David Raposa for Pitchfork also noted an influence from The Kinks' "Lola" on the track "Wicked Will", and Billboard Magazine compared 'Urge' to material by Plastic Ono Band, as well as "Joy Without Pleasure" to the 'prim' song-writing of Paul McCartney.

== Legacy ==
In a 2003 review of the 'Songs of Pain' CD compilation (which collects both this album and its 1983 sequel 'More Songs of Pain'), David Raposa for Pitchfork discussed the album's tracks positively, describing the material as 'chilling,' 'jaunty' and 'happy-go-lucky.'

In Pitchfork's 2010 review of 'The Story of an Artist' (a six-disc collection of Johnston's early material), Douglas Wolk described "Never Relaxed" as The funniest thing that Johnston ever recorded,' and 'Living Life' as 'A bloodied but unbowed power-pop tune.' Wolk also compared the album to 'More Songs of Pain,' which he called 'A more accomplished if less bracing take on a lot of the same themes.

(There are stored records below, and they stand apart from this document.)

PR #1830, opened 2021-01-14
Increase pending proposals queue

tsachiherman:
## Summary

The number of proposals generated derives from the consensus params. At this time, we have (up to) 20 proposals.
In a rare network event, when all the relays connected to a given proposer are lagging behind, the winning proposal could be dropped out, causing a 21 second round.

This was verified by lowering the proposalBufferSize dramatically, confirming that the only dropped agreement messages were proposals, and that a 21 second rounds were introduced.

## Test Plan

Tested by lowering the proposalBufferSize to 2, and running a deployed network. Once every few *hours*, we would have a 21-second round.

### DIFF
--- a/agreement/gossip/network.go
+++ b/agreement/gossip/network.go
@@ -32,7 +32,7 @@ import (
 
 var (
 	voteBufferSize     = 10000
-	proposalBufferSize = 5
+	proposalBufferSize = 2
 	bundleBufferSize   = 7
 )
 
--- a/agreement/gossip/network.go
+++ b/agreement/gossip/network.go
@@ -32,12 +32,22 @@ import (
 
 var (
 	voteBufferSize     = 10000
-	proposalBufferSize = 14
+	proposalBufferSize = 5
 	bundleBufferSize   = 7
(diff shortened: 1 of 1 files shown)


onetechnical:
Thanks for testing this! I'm psyched you could recreate it!

egieseke (approved):
Looks good.  Are there logs for the dequeued messages?

tsachiherman:
> Looks good. Are there logs for the dequeued messages?

No. For performance & security reasons, there aren't any logs for an individual dropped message. ( since we don't want an attacker to force us writing to disk.. )

onetechnical (approved):

pbennett:
You should probably at least track metrics for it so it could be tracked w/ prometheus or other telemetry options.

tsachiherman:
> You should probably at least track metrics for it so it could be tracked w/ prometheus or other telemetry options.

Yes, that's how I confirmed that this change was contributed to this issue. What I wasn't able to confirm was that there aren't other causes for this issue.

On Billboard's '12 essential Daniel Johnston Tracks' article, both 'Urge' and 'Joy Without Pleasure' were included. ' Willoughby Thom, writing for The Observer's retrospective on Daniel Johnston, describes Songs of Pain favorably, calling it 'Emotional and intensely beautiful,' praising its sincerity, truth, and simplistic lyrics.

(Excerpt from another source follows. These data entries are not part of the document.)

PR #1838, opened 2021-01-16
Switch from map of modified accounts to an array

algorandskiy:
## Summary

* map[Address]AccountData replaced by AccountDeltas type
* AccountDeltas maintains a plain array for accessing elements
  and a map for quick lookup when needed
* map[Address]accountDeltaCount replaced by compactAccountDeltas type
  similarly to AccountDeltas

## Test Plan

Added new tests for AccountDeltas and compactAccountDeltas, updated existing tests


ledger/ledgercore/statedelta.go
```diff
@@ -69,3 +69,80 @@ type StateDelta struct {
...
+// AccountsDelta stores orderd accounts and allow fast lookup by address
+type AccountsDelta struct {
+	accts      []basics.BalanceRecord
+	acctsCache map[basics.Address]int
+}
+
+// MakeStateDelta creates a new instance of StateDelta
+func MakeStateDelta(hdr *bookkeeping.BlockHeader, prevTimestamp int64) StateDelta {
+	return StateDelta{
+		Accts:         AccountsDelta{},
```
tsachiherman, line 82: allocation the `ad.acctsCache` here would save you from checking it on every `addAccount`.

tsachiherman: maybe I'm being too greedy here, but initializing the above slice/acctsCache with some size could avoid reallocations down the road.

ledger/txtail_test.go
```diff
@@ -58,7 +58,7 @@ func TestTxTailCheckdup(t *testing.T) {
 		txleases := make(map[ledgercore.Txlease]basics.Round)
 		txleases[ledgercore.Txlease{Sender: basics.Address(crypto.Hash([]byte{byte(rnd % 256), byte(rnd / 256), byte(2)})), Lease: crypto.Hash([]byte{byte(rnd % 256), byte(rnd / 256), byte(3)})}] = rnd + leasevalidity
 
-		tail.newBlock(blk, ledgercore.StateDelta{Accts: make(map[basics.Address]basics.AccountData), Hdr: &blk.BlockHeader, Txids: txids, Txleases: txleases})
+		tail.newBlock(blk, ledgercore.StateDelta{Accts: ledgercore.AccountsDelta{}, Hdr: &blk.BlockHeader, Txids: txids, Txleases: txleases})
```
tsachiherman, line 61: I'd follow your own pattern:  use MakeStateDelta(), and the follow up by updating the rest of the fields.

ledger/ledgercore/statedelta.go
```diff
@@ -69,3 +69,80 @@ type StateDelta struct {
...
+}
+
+// Len returns number of stored accounts
+func (ad *AccountsDelta) Len() int {
+	return len(ad.accts)
+}
+
+// GetByIdx returns address and AccountData
+// It does NOT check boundaries.
+func (ad *AccountsDelta) GetByIdx(i int) (basics.Address, basics.AccountData) {
```
tsachiherman, line 123: nit: it looks that the two locations that do need this function would benefit more from having a direct access to the underlying slice.

tsachiherman (commented):
I think that it looks very promising.

ledger/ledgercore/statedelta.go
pzbitskiy: This is done on purpose to allow using non-initialized `AccountsDelta` in acctupdates. I think I'll run benchmarks to double check both options when complete.

ledger/ledgercore/statedelta.go
pzbitskiy: you mean returning pointers or `GetAddrIdx`/`GetDataIdx` methods?

tsachiherman: Return the inner slice instead of tunnelling each iteration through a getter.

ledger/ledgercore/statedelta.go
tsachiherman: Try to see if this nil checking can be avoided by design.

ledger/txtail_test.go
algorandskiy: done

ledger/acctupdates.go
```diff
@@ -139,7 +139,8 @@ type accountUpdates struct {
 	dbRound basics.Round
 
 	// deltas stores updates for every round after dbRound.
-	deltas []map[basics.Address]basics.AccountData
+	// deltas []map[basics.Address]basics.AccountData
```
tsachiherman, line 142: nit: remove this commented out line.

ledger/acctupdates.go
```diff
@@ -1350,14 +1352,15 @@ func (au *accountUpdates) deleteStoredCatchpoints(ctx context.Context, dbQueries
 }
 
 // accountsUpdateBalances applies the given deltas map to the merkle trie
-func (au *accountUpdates) accountsUpdateBalances(accountsDeltas map[basics.Address]accountDeltaCount) (err error) {
+func (au *accountUpdates) accountsUpdateBalances(accountsDeltas accountDeltasWithCount) (err error) {
```
tsachiherman, line 1355: nit: update the comment:
```
// accountsUpdateBalances applies the given account changes to the merkle trie
```

ledger/cow.go
```diff
@@ -68,15 +68,8 @@ func makeRoundCowState(b roundCowParent, hdr bookkeeping.BlockHeader, prevTimest
...
-		mods: ledgercore.StateDelta{
-			Accts:         make(map[basics.Address]basics.AccountData),
-			Txids:         make(map[transactions.Txid]basics.Round),
-			Txleases:      make(map[ledgercore.Txlease]basics.Round),
-			Creatables:    make(map[basics.CreatableIndex]ledgercore.ModifiedCreatable),
-			Hdr:           &hdr,
-			PrevTimestamp: prevTimestamp,
-		},
-		sdeltas: make(map[basics.Address]map[storagePtr]*storageDelta),
+		mods:         ledgercore.MakeStateDelta(&hdr, prevTimestamp),
```
tsachiherman, line 71: In startEvaluator, we have the paysetHint; we should use it to preinitialize the state delta allocation.
The number of transactions and the deltas are typically growing in a linear fashion, so preallocating twice as much in the array initializer would be a good idea.

tsachiherman (changes requested):
I think that you could avoid maintaining the `accountDeltasWithCount.addresses` array. The information there is used only in `getByIdx`, where you already have that in `deltas.old.addr`.

ledger/acctupdates.go
```diff
@@ -2000,22 +2005,23 @@ func (au *accountUpdates) commitRound(offset uint64, dbRound basics.Round, lookb
...
+func compactDeltas(accountDeltas []ledgercore.AccountDeltas, creatableDeltas []map[basics.CreatableIndex]ledgercore.ModifiedCreatable, baseAccounts lruAccounts) (outAccountDeltas accountDeltasWithCount, unavailableBaseAccounts []basics.Address, outCreatableDeltas map[basics.CreatableIndex]ledgercore.ModifiedCreatable) {
 	if len(accountDeltas) > 0 {
-		// the sizes of the maps here aren't super accurate, but would hopefully be a rough estimate for a resonable starting point.
-		outAccountDeltas = make(map[basics.Address]accountDeltaCount, 1+len(accountDeltas[0])*len(accountDeltas))
-		unavailableBaseAccounts = make([]basics.Address, 0, 1+len(accountDeltas[0])*len(accountDeltas))
+		// the sizes of the maps here aren't super accurate, but would hopefully be a rough estimate for a reasonable starting point.
+		size := accountDeltas[0].Len()*len(accountDeltas) + 1
+		unavailableBaseAccounts = make([]basics.Address, 0, size)
```
tsachiherman, line 2012: this would be a good place to preallocate the arrays in outAccountDeltas.

ledger/cow.go
```diff
@@ -207,22 +200,13 @@ func (cb *roundCowState) child() *roundCowState {
...
-		mods: ledgercore.StateDelta{
-			Accts:         make(map[basics.Address]basics.AccountData),
-			Txids:         make(map[transactions.Txid]basics.Round),
-			Txleases:      make(map[ledgercore.Txlease]basics.Round),
-			Creatables:    make(map[basics.CreatableIndex]ledgercore.ModifiedCreatable),
-			Hdr:           cb.mods.Hdr,
-			PrevTimestamp: cb.mods.PrevTimestamp,
-		},
-		sdeltas: make(map[basics.Address]map[storagePtr]*storageDelta),
+		mods:         ledgercore.MakeStateDelta(cb.mods.Hdr, cb.mods.PrevTimestamp, 1),
```
tsachiherman, line 203: I think we can do better in this case, but we can defer that for later.

tsachiherman:
Agree regarding the accountDeltasWithCount  -> compactAccountDeltas change;
I will look into the performance issue you've noted tomorrow.
Looks great.

algorandskiy:
Renamed. I do not have performance issues, just telling some optimization I thought make sense were not really measurable due to run-to-run fluctuations.

ledger/accountdb.go
```diff
@@ -192,6 +203,156 @@ func prepareNormalizedBalances(bals []encodedBalanceRecord, proto config.Consens
...
+			}
+		}
+	}
+	return
+}
+
+// accountsLoadOld updates the entries on the deltas.old map that matches the provided addresses.
+// The round number of the persistedAccountData is not updated by this function, and the caller is responsible
+// for populating this field.
+func (a *compactAccountDeltas) accountsLoadOld(tx *sql.Tx) (err error) {
```
tsachiherman, line 250: how's about updating the `compactAccountDeltas.misses` so that it would be set to nil once you exit from this function ? ( i.e. since that array is no longer needed )

ledger/accountdb.go
```diff
@@ -192,6 +203,156 @@ func prepareNormalizedBalances(bals []encodedBalanceRecord, proto config.Consens
...
+		switch err {
+		case nil:
+			if len(acctDataBuf) > 0 {
+				persistedAcctData := &persistedAccountData{addr: addr, rowid: rowid.Int64}
+				err = protocol.Decode(acctDataBuf, &persistedAcctData.accountData)
+				if err != nil {
+					return err
+				}
+				a.updateOld(idx, *persistedAcctData)
+				// a.upsertOld(*persistedAcctData)
```
tsachiherman, line 273: omit commented out lines.

ledger/accountdb.go
algorandskiy: done

algorandskiy:
Updated per review.

tsachiherman (approved):
looks good.

tsachiherman (approved):

algorandskiy:
Rebased

tsachiherman (approved):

In July 2021, the RO2 Gallery in Dallas, Texas, hosted an exhibition of Johnston's art named after the album, 'Story of an Artist & Songs of Pain'. In 2023, a 2xLP version of the album was released, featuring eight bonus tracks.

=== Influence ===
In Hi How Are You, a book written on Johnston's career, Songs of Pain was listed as one of Kathy McCarty's most favored albums by the artist and she included five songs from the album on her 1994 tribute to Johnston, Dead Dog's Eyeball. In 1995, her cover of "Living Life" was featured in the romantic drama film, Before Sunrise.

== Track listing ==

Side one
| No. | Title | Length |
|---|---|---|
| 1. | "Grievances" | 2:49 |
| 2. | "A Little Story" | 3:30 |
| 3. | "Joy Without Pleasure" | 1:55 |
| 4. | "Never Relaxed" | 3:28 |
| 5. | "Brainwash" | 2:40 |
| 6. | "Pot Head" | 3:23 |
| 7. | "Wicked World" | 2:35 |
| 8. | "Lazy" | 2:41 |
| 9. | "I Save Cigarette Butts" | 5:26 |
| Total length: |  | 28:27 |

Side two
| No. | Title | Length |
|---|---|---|
| 10. | "Like a Monkey in a Zoo" | 3:28 |
| 11. | "Wicked Will" | 1:45 |
| 12. | "An Idiot's End" | 4:36 |
| 13. | "Wild West Virginia" | 2:39 |
| 14. | "Since I Lost My Tooth" | 1:21 |
| 15. | "Urge" | 2:36 |
| 16. | "Living Life" | 4:08 |
| 17. | "Tuna Ketchup" | 2:06 |
| 18. | "Premarital Sex" | 3:05 |
| 19. | "Don't Act Nice" | 0:37 |
| 20. | "Hate Song" | 2:07 |
| Total length: |  | 28:28 |

2023 vinyl re-issue bonus tracks
| No. | Title | Length |
|---|---|---|
| 21. | "Lead Belly Was An Outlaw" |  |
| 22. | "I Love You (I'd Like To Read You Some Poetry)" |  |
| 23. | "Why Don't You Love Me True?" |  |
| 24. | "I'm A Rambling Kinda Guy" |  |
| 25. | "Sleepy Lagoon" |  |
| 26. | "Natalie Queen Of Weirton" |  |
| 27. | "Golly Gee" |  |
| 28. | "You Need A Reason" (With Tom Gruda. Sr) |  |

== Release history ==

Year: Label; Format; Region; Notes
1988: Stress Records; Cassette; USA
2003: Dualtone; CD; As part of The Early Recordings, a 2-CD box set also containing 'More Songs of Pain'
2009: Stress Records; Cassette
2010: Munster Records; CD; Spain; As part of The Story Of An Artist, a 6-disc box set containing Johnston's albums recorded while living with his parents between 1980–1983.
LP
Eternal Yip Eye Music: Cassette; USA
2014
2019: CD-R
2023: Eternal Yip Eye Music / BMG; LP; USA; With eight outtakes as bonus tracks.